Classic Russian-German beef and cabbage filled sandwiches baked in yeast dough. More like a hand pie than a sandwich I think.
This is by far easier when you use a large stand mixer with a dough hook. Put warm water, yeast, sugar, salt and butter in bowl and add a cup of flour. Using whip beater attachment, mix thoroughly, scraping down sides of bowl.
HInt: grab a clean dish towel and wrap it around the bowl, see photo. That is unless you really enjoy cleaning up flour. (I don't.) Add 2 cups of flour, one at a time, and beat well.

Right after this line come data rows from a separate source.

PR #441, opened 2022-08-02
Smooth curvature, compute clean median flux

kevin218:
Curvature plot was sensitive to bad pixels, so I smoothed the results first.  Also added a new plot (3106) to demonstrate the measured curvature.  Also, fixed a few loose ends from previous PR.

PR #450, opened 2022-08-09
Add Fig 3106, 3304, 3401 to docs/media + minor changes

kevin218:
In addition to adding/replacing figures in docs/median, this PR includes minor updates based on feedback from #441.


taylorbell57:
I'm working on Sebastian's PR right now so it'll be a little bit (~1 day maybe) before I can review this, but some other things I've noticed while trying to use the new `clean_median_flux` function:

1. I want to be able to set in the median_thresh parameter in the ECF
2. I want to be able to try without smoothing, so I suggest skipping the smoothing related steps if window_len <= 1 or window_len is None
3. I find it is important to smooth over masked pixels from the DQ array before smoothing and interpolating because some part of the smoothing/interpolating code does not appear to be aware of masked arrays and ignores the mask.

The local version of the code that I have come up with so far is:
```
def clean_median_flux(data, meta, log):
    """Computes a median flux frame that is free of bad pixels.

    Parameters
    ----------
    data : Xarray Dataset
        The Dataset object.
    meta : eureka.lib.readECF.MetaClass
        The metadata object.
    log : logedit.Logedit
        The current log.

    Returns
    -------
    data : Xarray Dataset
        The updated Dataset object.

    Notes
    -----
    History:

    - 2022-08-03, KBS
        Inital version
    """
    log.writelog('  Computing clean median frame...', mute=(not meta.verbose))

    # Create mask using all data quality flags
    mask = np.copy(data.mask.values)
    mask[data.dq.values > 0] = 0

    # Compute median flux using masked arrays
    flux_ma = np.ma.masked_where(mask == 0, data.flux.values)
    medflux = np.ma.median(flux_ma, axis=0)
    ny, nx = medflux.shape

    # Interpolate over masked pixels
    clean_med = np.zeros((ny, nx))
    xx = np.arange(nx)
    for j in range(ny):
        x1 = xx[~medflux.mask[j]]
        goodmed = medflux[j][~medflux.mask[j]]
        f = spi.interp1d(x1, goodmed, 'linear', fill_value='extrapolate')
        # f = spi.UnivariateSpline(x1, goodmed, k=1, s=None)
        clean_med[j] = f(xx)
    medflux = np.ma.masked_array(clean_med)

    # Apply smoothing filter
    if meta.window_len > 1:
        smoothflux = np.zeros((ny, nx))
        for j in range(ny):
            smoothflux[j] = smooth.medfilt(medflux.data[j], meta.window_len)

        # Compute residuals
        residuals = medflux - smoothflux

        # Flag outliers
        if not hasattr(meta, 'median_thresh'):
            meta.median_thresh = 5
        outliers = sigma_clip(residuals, sigma=meta.median_thresh, maxiters=5,
                              axis=1, cenfunc=np.ma.median, 
                              stdfunc=np.ma.std).mask

        # Interpolate over bad pixels
        clean_med = np.zeros((ny, nx))
        xx = np.arange(nx)
        for j in range(ny):
            x1 = xx[~outliers[j]]
            goodmed = medflux[j][~outliers[j]]
            f = spi.interp1d(x1, goodmed, 'linear', fill_value='extrapolate')
            # f = spi.UnivariateSpline(x1, goodmed, k=1, s=None)
            clean_med[j] = f(xx)

    data['medflux'] = (['y', 'x'], clean_med)
    data['medflux'].attrs['flux_units'] = data.flux.attrs['flux_units']

    if meta.isplots_S3 >= 4:
        plots_s3.median_frame(data, meta)

    return data
```

src/eureka/S3_data_reduction/optspex.py
```diff
@@ -480,7 +480,7 @@ def profile_gauss(subdata, mask, threshold=10, guess=None, isplots=0):
     return profile
 
 
-def clean_median_flux(data, meta, log, median_thresh=5):
+def clean_median_flux(data, meta, log, m, median_thresh=5):
```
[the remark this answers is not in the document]
taylorbell57: See also my other comments about this function

taylorbell57 (changes requested):

taylorbell57 (changes requested):

src/eureka/S3_data_reduction/optspex.py
```diff
@@ -511,40 +512,57 @@ def clean_median_flux(data, meta, log, median_thresh=5):
 
     # Create mask using all data quality flags
     mask = np.copy(data['mask'].values)
-    mask[np.where(data.dq > 0)] = 1
+    if meta.dqmask:
+        mask[np.where(data.dq % 2 == 1)] = 0
```
taylorbell57, line 516: No need to do this since it is already done in the main s3_reduce function

src/eureka/S3_data_reduction/optspex.py
```diff
@@ -511,40 +512,57 @@ def clean_median_flux(data, meta, log, median_thresh=5):
...
+        # Interpolate over masked regions
+        interp_med = np.zeros((ny, nx))
+        xx = np.arange(nx)
+        for j in range(ny):
+            x1 = xx[~np.ma.getmaskarray(medflux[j])]
+            goodrow = medflux[j][~np.ma.getmaskarray(medflux[j])]
+            f = spi.interp1d(x1, goodrow, 'linear',
+                             fill_value='extrapolate')
+            # f = spi.UnivariateSpline(x1, goodmed, k=1, s=None)
+            interp_med[j] = f(xx)
```
taylorbell57, line 533: This needs to be done even if `meta.window_len == 1` (my MIRI case). If you found that there was no issue in doing this for your data, then we can just move it before the if statement. If it is detrimental for your data, then it could be moved to the else part of this if/else statement

src/eureka/S3_data_reduction/optspex.py
```diff
@@ -511,40 +512,57 @@ def clean_median_flux(data, meta, log, median_thresh=5):
...
+                              axis=1, cenfunc='median')
+
+        # Interpolate over bad pixels
+        clean_med = np.zeros((ny, nx))
+        xx = np.arange(nx)
+        for j in range(ny):
+            x1 = xx[~np.ma.getmaskarray(outliers[j]) *
+                    ~np.ma.getmaskarray(medflux[j])]
+            goodrow = medflux[j][~np.ma.getmaskarray(outliers[j]) *
+                                 ~np.ma.getmaskarray(medflux[j])]
```
taylorbell57, line 552: Multiplying booleans like this gives the result of an `and` statment - is that your intention? I'd think you'd want an `or`

taylorbell57 (changes requested):

src/eureka/S3_data_reduction/optspex.py
kevin218: I had the same thought, and yet it made a difference with/without it when dqmask = True.  Quite unexpected.

taylorbell57: Oh yikes, that's worth investigating then as that should definitely not be happening

src/eureka/S3_data_reduction/optspex.py
kevin218: Let's see if I've got my logic straight.  `getmaskarray` returns zeros for good pixels and `~` converts those to ones.  So now we're multiplying two arrays where 1=good and 0=bad.  In this case, we want multiplicate because 1*0 should be 0, meaning if either of the masks is flagged as bad then the data are bad.

taylorbell57: Aha yes, you're right - I had tried to double-check my thinking in ipython, but it turns out the behaviour of `~False` is not the same as `~np.array([False])`. The former gives `-1` while the latter gives `np.array([True])`. Confusing! But you're all good

src/eureka/S3_data_reduction/optspex.py
kevin218: I ran some more tests and everything appears to work as expected, so I've now removed the unnecessary code.

taylorbell57 (approved):

PR #464, opened 2022-09-12
Minor S5-6 improvements

taylorbell57:
This PR adds minor improvements to Stages 5 and 6.

- Fixed Eureka version number on docs page
- Saving Stage 5 emcee/dynesty chains using Astraeus instead of hdf5 for easier use (safely backwards compatible)
- Allow setting dynesty's run_nlive to 'min' as an easy shortcut for the minimum reasonable live points
- Added a new Stage 5 figure to help show phase variations
- Added first order phase curve amplitude and offset as plotted/tabulated parameters in Stage 6.
- Added second order phase curve amplitude and offset as plotted/tabulated parameters in Stage 6.
- Added nightside flux as plotted/tabulated parameter in Stage 6


src/eureka/lib/util.py
```diff
@@ -364,6 +364,18 @@ def find_fits(meta):
     return meta
 
 
+def binData(data, nbin=60, err=False):
```
kevin218, line 367: Lacks documentation

kevin218 (changes requested):

src/eureka/lib/util.py
taylorbell57: Sorry, this is a draft PR and still in prep - I was going to submit it and then decided to add a plot showing the phase variations in this same PR so I just left this as a draft. I'll mark this as ready for you in a day or two when I'm finished and everything is tested and documented

src/eureka/S5_lightcurve_fitting/fitters.py
```diff
@@ -790,7 +805,9 @@ def dynestyfitter(lc, model, meta, log, **kwargs):
     log.writelog('Running dynesty...')
 
     min_nlive = int(np.ceil(ndims*(ndims+1)//2))
-    if nlive < min_nlive:
+    if nlive == 'min':
+        nlive = min_nlive
+    elif nlive < min_nlive:
```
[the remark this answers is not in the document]
taylorbell57: I don't think it truly is a strict limit, but a recommended threshold from dynesty.

taylorbell57:
Alright @kevin218, this is ready for your review now

src/eureka/S3_data_reduction/straighten.py
```diff
@@ -154,6 +154,7 @@ def straighten_trace(data, meta, log, m):
 
     # apply the shifts to the data
     data.flux.values = roll_columns(data.flux.values, shifts)
+    data.mask.values = roll_columns(data.mask.values, shifts)
```
kevin218, line 157: Wow, how did I miss this?!?!

src/eureka/S3_data_reduction/s3_reduce.py
```diff
@@ -472,19 +472,16 @@ def reduce(eventlabel, ecf_path=None, s2_meta=None):
                             data['nskyideal'][i], data['status'][i],
                             data['betaper'][i]) = aphot
 
+                # Delete unsaveable FITS data
+                del (data.attrs['filename'], data.attrs['mhdr'],
```
kevin218, line 476: I think we solved this problem, so there should no longer be any need to delete these attributes woth that latest version.

taylorbell57: The code before this commit worked fine unless you don't save the FluxData and then try to save the SpecData. I need to do that because the GO data I'm working on ended up consuming ~1 TB with FluxData save files while I was doing a parameter exploration...

kevin218: Is there a better solution that doesn't always delete these parameters? I'm on my phone, so I can't look at it easily.

taylorbell57: Sure, I had just figured those FITS header details weren't worth saving, but I'll just make another quick commit to try to save them when possible and delete them if not

taylorbell57: Alright, done

kevin218 (approved):

taylorbell57:
The MIRI S6 tests kept occasionally failing on every PR (depending on how the mini S5 run went), so I just added a small tweak to protect against that. Hopefully that'll fix the failing tests

kevin218 (approved):

taylorbell57:
Well the test still failed, but it passes locally. Looking at the test log, it looks like S5 started on the 16th and S6 started on the 17th (must be 6 hours east of Pacific). It ran all the way through but then the test failed just because it didn't know to look for the S6 folder under a new date. I'm just going to merge this PR as is since that was a pretty flukey bug.

PR #469, opened 2022-10-06
Minor convenience improvements

taylorbell57:
This PR does the following:

1. Fills the MIRI wavelength array in Stage 3 if the extract_1d step was skipped in Stage 2 (which greatly speeds up Stage 2). With our current version of the jwst pipeline, the wavelength array only gets created if extract_1d is run and even then it just gets filled with zeros. This Stage 3 tweak takes care of both of those situations and will end up doing nothing once we upgrade to a jwst version that properly fills the wavelength array in Stage 2.
2. Adds a few more wavelengths to the NIRCam photometery code to allow different observing parameters
3. Reduces the number of repeated log statements for photometry (now only logged for the first integration per segment which keeps the noise down).
4. Allows the `nplots` ECF parameter to work for the photometry figures 3307 and 3505 which greatly speeds up S3 photometry and reduces the number of uninteresting figures generated. Updated the ECF documentation page accordingly.
5. Fixes a bug where changing the path to an S3 folder would break the loading of the S3 save file.
6. Adds a feature which I've needed for a while now. I store all my analyses on an external hard drive, so if I accidentally unplug that drive or need to unplug it to transport the computer while an analysis is paused, then the entire analysis ends up crashing because the log file gets forcefully closed. I added a small tweak where a failure to print to the log is attempted to be fixed by reconnecting to the log file (assuming I've now reconnected my drive) and if that fails it just prints a warning to the terminal instead and continues on without crashing the code just for the log file (and will try to reconnect to the log file each time we log something). This has already saved me once which was a useful but unintentional test of the tweak.
7. flake8 tweaks

### DIFF
--- a/docs/source/ecf.rst
+++ b/docs/source/ecf.rst
@@ -367,7 +367,7 @@ Sets how many plots should be saved when running Stage 3. A full description of 
 
 nplots
 ''''''
-Sets how many integrations will be used for per-integration figures (Figs 3301, 3302, 3303, 3501). Useful for in-depth diagnoses of a few integrations without making thousands of figures. If set to None, a plot will be made for every integration.
+Sets how many integrations will be used for per-integration figures (Figs 3301, 3302, 3303, 3307, 3501, 3505). Useful for in-depth diagnoses of a few integrations without making thousands of figures. If set to None, a plot will be made for every integration.
 
 vmin
 ''''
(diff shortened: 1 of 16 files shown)


taylorbell57:
Of course the test passes when I run it locally and fails when it runs on GitHub... It looks like yet another issue with the S6 code that rounds to the correct number of significant figures for pretty LaTeX tables. The code works fine when you get a good fit but often fails during these tests when we're doing just a super fast and terrible fit to make sure things don't break. I'll still work on a quick fix for this bug though

kevin218 (approved):

PR #474, opened 2022-10-13
JOSS review edits and NIRCam wavelength

### LINKED ISSUE #455: [Enhancement]: Wavelength solution for NIRCam
### Instrument

NIRCam (Stages 1-3)

### What is your suggestion?

Adding the NIRCam wavelength solution that has been used by the NIRCam team as the JWST CRDS one is not accurate at the blue end of the spectrum.

### Error traceback output

_No response_

_No response_

_No response_

_No response_

### Code of Conduct

### LINKED ISSUE #472: Questions and suggestions wrt Quickstart tutorial
### Instrument

_No response_

### What happened?

As part of https://github.com/openjournals/joss-reviews/issues/4503, I'm going through the "Quickstart" tutorial, and here I'm including comments and suggestions.

- I think it would be useful to include a high-level overview of how Eureka works either at the beginning of this document, or on the index page, or both. In particular, I mean that this tutorial suggests that the standard workflow will be to write configuration files and then run a command line script, rather than interfacing with the Python API directly. For example, is it expected that all users would start by copying the demo project and then edit the `.ecf` files for their own purposes, or is the demo specific to these example data? I think it would be very useful to provide more context here, rather than just jumping in.
- The demo `run_eureka.py` script has some path manipulation (`sys.path.insert(0, f'..{os.sep}..{os.sep}')`) which is not required given that the tutorial expects that Eureka is installed and that we're supposed to be working in a separate directory when running the quickstart. This could also cause issues with import paths etc. depending on where the working directory is located. I think it should be removed.
- It would be useful to be clear within the tutorial that the `inputdir` and `outputdir` are both relative to `topdir` (I know that the demo files say this, but it should be in the tutorial text too) because `/Stage2` (for example) is not a great path to see! I'd say that overall this interface feels clunky: is there a reason why `topdir` can't be defined once and then reused in the other stages with the subdirectory names can be set automatically?
- When running `run_eureka.py`, there were a handful of warnings (deprecation warnings, sqrt of negative number, etc.) buried in the logs (the full log is included below). Are these anything to be worried about? The tutorial should mention what to expect here and when not to worry.
- When comparing to the results figures, I don't get exactly the same results. All of the numbers (e.g. MAD) in the titles are somewhat different, and the axis limits in some of the figures vary significantly. If differences are expected (why?) when running with the same datasets and following the steps exactly as given, the tutorial should make it clear that we expect these differences, and how much difference is too much. Overall we just want to be able to check that things ran ok when following the tutorial on a local machine.

Full output log from `run_eureka.py`: https://gist.github.com/dfm/266b66102b0ed57c360ec3da17762c08

### Error traceback output

_No response_

macOS 12.6 (M1)

3.9.7

_No response_

### Code of Conduct

taylorbell57:
This PR does the following:

Resolves #472, resolves #455

Specifically, this PR:
1. Updates quickstart figures using current code version so that users don't worry about differences between their results and those on the quickstart docs.
2. Reduces the number of warnings and adds note about expected warnings in quickstart tutorial.
3. Carries the centroid_sx from S3 photometry through to S4 (previously was forgotten, so it was unavailable in Stage 5).
4. Implements the NIRCam longwave wavelength solutions using a polynomial fit computed by Everett Schlawin (@eas342) for F322W2 and F444W. These can be used by setting meta.poly_wavelength=True, otherwise the values in the FITS files will be used. This new meta parameter has been documented in the ECF docs and is assumed to be False if not put in the ECF.


dfm:
This looks great to me! I can confirm that the updated figures are consistent with those that I got when running the Quickstart locally. 🎉

kevin218 (approved):
Looks good!

PR #475, opened 2022-10-14
Write S5 LC files to a single Xarray file in Stage 6

kevin218:
The single HDF5 file makes it easier to share spectroscopic LCs and fits with colleagues or make available online.


taylorbell57:
There was just a minor flake8 issue, but the pytest also failed. Your new code assumes that there will be `meta.n_int` integrations, but this is not the case if the new `manual_clip` feature is used in Stage 5 (as is the case in the MIRI test). You're likely better off just using the astropy table to tell you how many integrations there were rather than relying on `meta.n_int`. The other option is that we edit `meta.n_int` in Stage 5 to reflect the reduced number of integrations after manual clipping. We could also do both of those - up to you

kevin218:
@taylorbell57 I took the easy route and simply queried the data.  In the end, it's the most robust solution.  I am also having trouble with test_MIRI.py.  The problem seems to be that Eureka! isn't using the latest version of Astraeus.  That should be an easy fix...

taylorbell57:
Hah, my own PR is having isssues with the MIRI test, and that issue is being driven by a NaN/inf issue in S6 that should be quick to resolve

taylorbell57:
Ah no, your issue with the MIRI test is the same as mine

taylorbell57:
I think I just fixed the MIRI test issue on my PR (https://github.com/kevin218/Eureka/pull/474) - the test runs successfully there at least. You can merge main into this branch once that PR gets approved and merged, and hopefully that'll fix the issue with your test. As of right now, the test here on GitHub crashed before it ran your new edits, so I don't want to approve this yet without this PR's test going through successfully. That PR of mine was the one that had the updated NIRCam wavelength solution FYI

kevin218:
Yeah, agreed on making sure the tests pass first.

taylorbell57:
Gah, there was some CRDS error in the Stage 2 MIRI test. This is most likely a sporadic issue with their file serving and will probably be resolved soon (if not already). I'll try to rerun this test in a bit

kevin218:
Pytest passed yesterday after I updated the Astraeus version number, so it should pass again once the CRDS error goes away

taylorbell57 (approved):

PR #482, opened 2022-11-03
Quick bokeh bug fix

meganmansfield:
I found that upon doing a clean install with v0.6 I was getting the following error about bokeh not having some required packages set up the right way:

ImportError: cannot import name 'Panel' from 'bokeh.models.widgets' 

It looks like this problem is because the default install now installs bokeh v3.0.1, while previously Eureka! had been automatically installing v2.4.3. I'm not sure if it definitely needs to be v2.4.3 or just <v3.0, but I added a strict requirement for the version. We can change that to an upper limit if you think it would be better though!

### DIFF
--- a/environment.yml
+++ b/environment.yml
@@ -7,7 +7,7 @@ dependencies:
     - asdf
     - astropy
     - batman-package
-    - bokeh==2.4.3
+    - bokeh=2.4.3
     - ccdproc
     - celerite
     - corner
--- a/environment.yml
+++ b/environment.yml
@@ -7,7 +7,7 @@ dependencies:
     - asdf
     - astropy
     - batman-package
-    - bokeh=2.4.3
+    - bokeh[version='<3.0']
     - ccdproc
     - celerite
     - corner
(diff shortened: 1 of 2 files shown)


kevin218:
Pytest still seems to be failing, despite the fix. Any ideas why?

taylorbell57:
Strange that this didn't get caught before - I guess they must've just released a new version that breaks things for us. Sigh...

meganmansfield:
From the history in pytest, it looks like it's still installing version 3.0.1. Is there another place besides the environments.yml file that I need to make a change to get it to pay attention to the version number? Did I use the wrong syntax somewhere? Sorry, I'm not too familiar with environments files.

meganmansfield:
Thanks! That fixed the bokeh issue, but it's now throwing an issue that is completely unrelated to the package install I just added. Not sure what's going on there...

taylorbell57:
Ah, that's most likely caused by temporary CRDS outages. On occasion it just fails to download the files it needs from CRDS and gives error messages like that. Let's try rerunning these tests in a bit when CRDS is probably back online and hopefully they'll run through successfully

kevin218 (approved):
Assuming pytest passes this time...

You'll still want to keep your mixer modestly draped for the next step. Switch to dough hook and keep adding flour gradually until the dough hook starts pulling the dough away from the sides of the bowl. Stop the mixer and feel the dough. If it's still sticky, add a tablespoon or so of flour at a time and resume kneading with the dough hook. Stop adding flour when it's soft but handles without sticking to your fingers.
Great bread dough should feel satiny and elastic.
At this point I simply remove the dough hook and gather the dough into a ball. I spray the bowl generously with Pam or similar, return the dough to the bowl (not necessary to wash it first) smooth a little cooking oil or olive oil over the dough, cover with dish towel and set in a nice warm place. (In the summer, I've found my car makes a great proofing box!!)
When the dough has doubled in size, divide into 16 pieces and roll out into a thin oval about 6" by 8". Heavens, this is no time for exactitude. Think rustic and handmade. I like my runzas a little on the small side with thin, crisp dough wrappers. You may like yours chubby.
(Sometimes I make 8 runzas with half the dough and cinnamon rolls with the other half.)
Brown the ground beef and when it's losing it's pink and starting to brown, add the butter, olive oil, onion and cabbage and cook until the cabbage wilts. Add salt, pepper and garlic. At this point you can set it aside to cool until the bread is ready and rolled out.
Put about 1/2- 2/3 cup of filling on each dough oval and fold over, sealing edges of bread. You may water to wet the dough with your finger dipped in warm water to make it seal better.
Lay runzas seam side down on baking sheet with a little space between to allow for the bread to rise. Let them rise about 20-30 minutes the bake in 375 degree oven for about 20 minutes until nicley browned. Brush with melted butter when they come out of the oven to give them a soft, beautiful color and tasty crust.
These keep well in the fridge for a few days. Or, wrap individually in foil and freeze. They really freeze well so make a bunch when you do.
REHEAT: Heat frozen wrapped runzas in 400* oven for 20-25 min. Remove foil last 5 min.